(Collected data entries)
PR #520, opened 2023-09-29
Update permissions setting in Dockerfile.web

kaysond:
This fixes issues with assets loading when you run as non root users


AnalogJ:
Thanks for the PR 🥳

PR #547, opened 2023-11-27
Add support for disabling repeat notifications if the values haven't changed

### LINKED ISSUE #364: Ignore UltraDMA CRC Error Count unless it is increasing?
Hi,

I'm running the latest image (ghcr.io/analogj/scrutiny:master-omnibus) in docker on Unraid. One of my disks had an issue a long time ago that was due to a bad cable and as a result, the "UltraDMA CRC Error Count" is elevated (87). Scrutiny reports this as a failed disk even though the value is not incrementing. Should this be reported as a failed disk when it's working fine and as far as I know, at no increased risk of failure? If so, is it possible to mark it as "accepted" and then monitor for the value incrementing?

Thanks for a great app btw.

### LINKED ISSUE #504: [FEAT] Add options to limit repeat notifications
**Is your feature request related to a problem? Please describe.**
I have my collectors running on a one hour cron job. One of my offsite disks has an issue, so I'm getting a replacement. In the meantime, though I'm getting a notification from scrutiny every hour, every time the collector sends data containing the issue.

**Describe the solution you'd like**
It would be nice to have a way of limiting repeated notifications. If it's exactly the same, I could reduce it via an option to, say, once a day. If something else goes wrong with the drive, or another drive goes bad, though, then I should still get a notification.

### LINKED ISSUE #514: [FEAT] Manually change thresholds
**Is your feature request related to a problem? Please describe.**
So I have a couple questionable disks that Scrutiny said they failed, but for now I'm taking the risk of using them.
Would be nice to say to Scrutiny that I accept the current situation as non-critical, so only flag them as failed if they get worse.

**Describe the solution you'd like**
I would like to manually increate the tresholds for a given disk.
Lets say on /dev/sda the Reallocated Sectors Count (0x05) is 8192 for this SSD, which is not good, but because it's not changing, I could set the config that 8192 is still WARN.

**Additional context**
Is the `limits` in example.scrutiny.yaml Features Coming Soon section going to implement something like this? Coudnt
https://github.com/AnalogJ/scrutiny/blob/master/example.scrutiny.yaml#L90

kaysond:
fixes #504 
fixes https://github.com/AnalogJ/scrutiny/issues/364
fixes #514
related #553

Still needs testing and some refactoring


webapp/backend/pkg/database/scrutiny_repository_device_smart_attributes.go
```diff
@@ -84,6 +85,73 @@ func (sr *scrutinyRepository) GetSmartAttributeHistory(ctx context.Context, wwn
...
+			fmt.Printf("Query error: %s\n", result.Err().Error())
+		}
+	} else {
+		return nil, err
+	}
+
+	//we have to sort the smartResults again, because the `union` command will return multiple 'tables' and only sort the records in each table.
+	sortSmartMeasurementsDesc(smartResults)
+
+	return smartResults, nil
```
kaysond: This is nearly identical to `GetSmartAttributeHistory()`, so it probably makes sense to refactor the commonalities out

webapp/backend/pkg/notify/notify.go
```diff
@@ -54,52 +56,79 @@ func ShouldNotify(device models.Device, smartAttrs measurements.Smart, statusThr
...
+						}
+					}
+				}
+				if old, ok := lastPoints[0].Attributes[attrId].(*measurements.SmartScsiAttribute); ok {
+					if current, ok := smartAttrs.Attributes[attrId].(*measurements.SmartScsiAttribute); ok {
+						if old.TransformedValue != current.TransformedValue {
+							return true
+						}
+					}
+				}
```
kaysond: There's probably a better way of doing this

kaysond:
@AnalogJ - would you mind reviewing before I update the tests?

webapp/backend/pkg/database/interface.go
```diff
@@ -20,7 +21,7 @@ type DeviceRepo interface {
 	DeleteDevice(ctx context.Context, wwn string) error
 
 	SaveSmartAttributes(ctx context.Context, wwn string, collectorSmartData collector.SmartInfo) (measurements.Smart, error)
-	GetSmartAttributeHistory(ctx context.Context, wwn string, durationKey string, attributes []string) ([]measurements.Smart, error)
+	GetSmartAttributeHistory(ctx context.Context, wwn string, durationKey string, n int, offset int, attributes []string) ([]measurements.Smart, error)
```
AnalogJ: I lean towards verbose variable names, so I don't love seeing `n`, how does `selectEntries` sound instead?

```suggestion
	GetSmartAttributeHistory(ctx context.Context, wwn string, durationKey string, selectEntries int, selectEntriesOffset int, attributes []string) ([]measurements.Smart, error)
```

webapp/backend/pkg/database/scrutiny_repository_device_smart_attributes.go
```diff
@@ -30,14 +31,14 @@ func (sr *scrutinyRepository) SaveSmartAttributes(ctx context.Context, wwn strin
 }
 
 // GetSmartAttributeHistory MUST return in sorted order, where newest entries are at the beginning of the list, and oldest are at the end.
-func (sr *scrutinyRepository) GetSmartAttributeHistory(ctx context.Context, wwn string, durationKey string, attributes []string) ([]measurements.Smart, error) {
+func (sr *scrutinyRepository) GetSmartAttributeHistory(ctx context.Context, wwn string, durationKey string, n int, offset int, attributes []string) ([]measurements.Smart, error) {
```
AnalogJ:
```suggestion
func (sr *scrutinyRepository) GetSmartAttributeHistory(ctx context.Context, wwn string, durationKey string, selectEntries int, selectEntriesOffset int, attributes []string) ([]measurements.Smart, error) {
```

webapp/backend/pkg/database/scrutiny_repository_device_smart_attributes.go
```diff
@@ -30,14 +31,14 @@ func (sr *scrutinyRepository) SaveSmartAttributes(ctx context.Context, wwn strin
...
 	// Get SMartResults from InfluxDB
 
 	//TODO: change the filter startrange to a real number.
 
 	// Get parser flux query result
 	//appConfig.GetString("web.influxdb.bucket")
-	queryStr := sr.aggregateSmartAttributesQuery(wwn, durationKey)
+	queryStr := sr.aggregateSmartAttributesQuery(wwn, durationKey, n, offset, attributes)
```
AnalogJ:
```suggestion
	queryStr := sr.aggregateSmartAttributesQuery(wwn, durationKey, selectEntries, selectEntriesOffset, attributes)
```

webapp/backend/pkg/database/scrutiny_repository_device_smart_attributes.go
```diff
@@ -99,7 +97,7 @@ func (sr *scrutinyRepository) saveDatapoint(influxWriteApi api.WriteAPIBlocking,
 	return influxWriteApi.WritePoint(ctx, p)
 }
 
-func (sr *scrutinyRepository) aggregateSmartAttributesQuery(wwn string, durationKey string) string {
+func (sr *scrutinyRepository) aggregateSmartAttributesQuery(wwn string, durationKey string, n int, offset int, attributes []string) string {
```
AnalogJ:
```suggestion
func (sr *scrutinyRepository) aggregateSmartAttributesQuery(wwn string, durationKey string, selectEntries int, selectEntriesOffset int, attributes []string) string {
```

webapp/backend/pkg/models/testdata/helper.go
```diff
@@ -32,7 +33,7 @@ func main() {
 		log.Fatalf("ERROR %v", err)
 	}
 	defer file.Close()
-	_, err = SendPostRequest("http://localhost:9090/api/devices/register", file)
+	_, err = SendPostRequest("http://localhost:8080/api/devices/register", file)
```
AnalogJ, line 36: Why change the port for testing?
on mac's 8080 is used by a built in service, so I use 9090 instead.

webapp/backend/pkg/database/scrutiny_repository_device_smart_attributes.go
```diff
@@ -140,34 +144,57 @@ func (sr *scrutinyRepository) aggregateSmartAttributesQuery(wwn string, duration
...
-			subQueryNames[0],
-			`|> yield()`,
-		}...)
-	} else {
-		partialQueryStr = append(partialQueryStr, []string{
-			fmt.Sprintf("union(tables: [%s])", strings.Join(subQueryNames, ", ")),
-			`|> sort(columns: ["_time"], desc: false)`,
-			`|> yield(name: "last")`,
-		}...)
+	return strings.Join(partialQueryStr, "\n")
```
AnalogJ: This looks correct, but I'd like to see some tests.

webapp/backend/pkg/notify/notify.go
```diff
@@ -54,52 +56,61 @@ func ShouldNotify(device models.Device, smartAttrs measurements.Smart, statusThr
...
 				if err != nil {
 					continue
 				}
-				if thresholds.AtaMetadata[attrIdInt].Critical {
-					hasFailingCriticalAttr = true
-				}
+				critical = thresholds.AtaMetadata[attrIdInt].Critical
+			}
+			if !critical {
+				continue
```
AnalogJ: Comments in this area would be helpful.

webapp/backend/pkg/database/scrutiny_repository_device_smart_attributes.go
AnalogJ: a comment would be helpful here. as well, describing how the selectEntries* keys are used -- and the fact that `selectEntriesOffset` is only relevant when `selectEntries` is >0. 

We could technically make `selectEntries` a `*int` type, to differentiate between 0 and "set", but that makes parameter passing kind-of annoying -- and it's unnecessary, since selecting 0 entries has no meaning.
I think we just need a big comment block here.

AnalogJ (changes requested):
Fantastic PR! 🥳  thanks for making such a meaningful contribution. 

I like the idea, and the implementation. Anything that touches the notification system needs alot of tests (which you mentioned you're working on). 
I also called out that I'd like to see some more comments in the filtering logic as well.

Thanks again!

webapp/backend/pkg/models/testdata/helper.go
kaysond: 8080 is the default port, right? It's also listed everywhere in the documentation. When I ran the helper, it didn't work initially because of the port mismatch.

I can revert this if you'd like, but it's probably a good idea to reconcile the number across the repo.

kaysond:
Addressed the comments and tested the image (it works). Will add/fix tests

kaysond:
@AnalogJ - I started looking into the tests, but I got stuck pretty quickly because I am a total golang noob.

The main issue is that I need to pass a `deviceRepo` to `ShouldNotify` now, which depends on a database that doesn't exist. I see some mocking libraries in other tests, so I'm guessing this might be the right approach? Would you mind pointing me in the direction of the right libraries/documentation/strategy to use?

Thanks!

kaysond:
Bump. Pinging @AnalogJ for some help with tests. Thanks!

AnalogJ:
I was going to say that it's super easy, but it seems like I forgot to generate a mock for the database. Let me generate one and push to your branch

AnalogJ:
So I added a new file: [webapp/backend/pkg/database/scrutiny_repository_device_smart_attributes.go](https://github.com/kaysond/scrutiny/blob/master/webapp/backend/pkg/database/scrutiny_repository_device_smart_attributes.go)

You can now use that to mock the database in your tests (similar to what I do with the Config mock):

``` go
	//setup
	mockCtrl := gomock.NewController(t)
	defer mockCtrl.Finish()
	fakeDatabase := mock_config.NewMockDeviceRepo(mockCtrl)

	// mock/fake out data and calls to the `fakeDatabase`, providing expected arguments and expected return parameters. 
    // you can mock any function in the interface: https://github.com/kaysond/scrutiny/blob/master/webapp/backend/pkg/database/interface.go
	fakeDatabase.EXPECT().GetDevices(context.Background()).Return([]models.Device{}, nil).AnyTimes()


    // if your inputs vary, you can use `gomock.Any()` as the argument
	fakeDatabase.EXPECT().HealthCheck(gomock.Any()).Return(fmt.Errorf("my error").AnyTimes()


	// once you finish setting up the mock, you can then pass it into your function under test:
	ShouldNotify(... , fakeDatabase) 
	
	// and internally when it calls `deviceRepo.GetSmartAttributeHistory(...)`, you can fake the response data. 
```

AnalogJ:
you should be good to write tests now @kaysond

kaysond:
> you should be good to write tests now @kaysond

Thank you! I'll take a crack at it tonight if I can.

kaysond:
@AnalogJ fixed the existing tests and added a few more for the case where repeat notifications are turned off. Looking at the updated `shouldNotify` code, this gives pretty good coverage of all the branching and looping.

kaysond:
Bump. Pinging @AnalogJ for review

AnalogJ (approved):

AnalogJ:
hey @kaysond apologies for the delay.
As far as I can tell everything looks good! thanks so much for pushing this through to the finish-line. 
I'm happy to merge it if you're ready.

kaysond:
> hey @kaysond apologies for the delay. As far as I can tell everything looks good! thanks so much for pushing this through to the finish-line. I'm happy to merge it if you're ready.

@AnalogJ please go ahead. And if you don't mind doing a release too then I can switch off my fork :)

AnalogJ:
will do!

PR #551, opened 2023-12-03
Update 188 attribute to cover 0 value

aivus:
Hello

I noticed that in case 188 attribute has value `0` it is shown as `warn` with the `Could not determine Observed Failure Rate for Critical Attribute` tooltip.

Required action: In the data above, find each line where the string "blob" appears, then copy it.

Answer:
https://github.com/AnalogJ/scrutiny/blob/master/example.scrutiny.yaml#L90
So I added a new file: [webapp/backend/pkg/database/scrutiny_repository_device_smart_attributes.go](https://github.com/kaysond/scrutiny/blob/master/webapp/backend/pkg/database/scrutiny_repository_device_smart_attributes.go)
    // you can mock any function in the interface: https://github.com/kaysond/scrutiny/blob/master/webapp/backend/pkg/database/interface.go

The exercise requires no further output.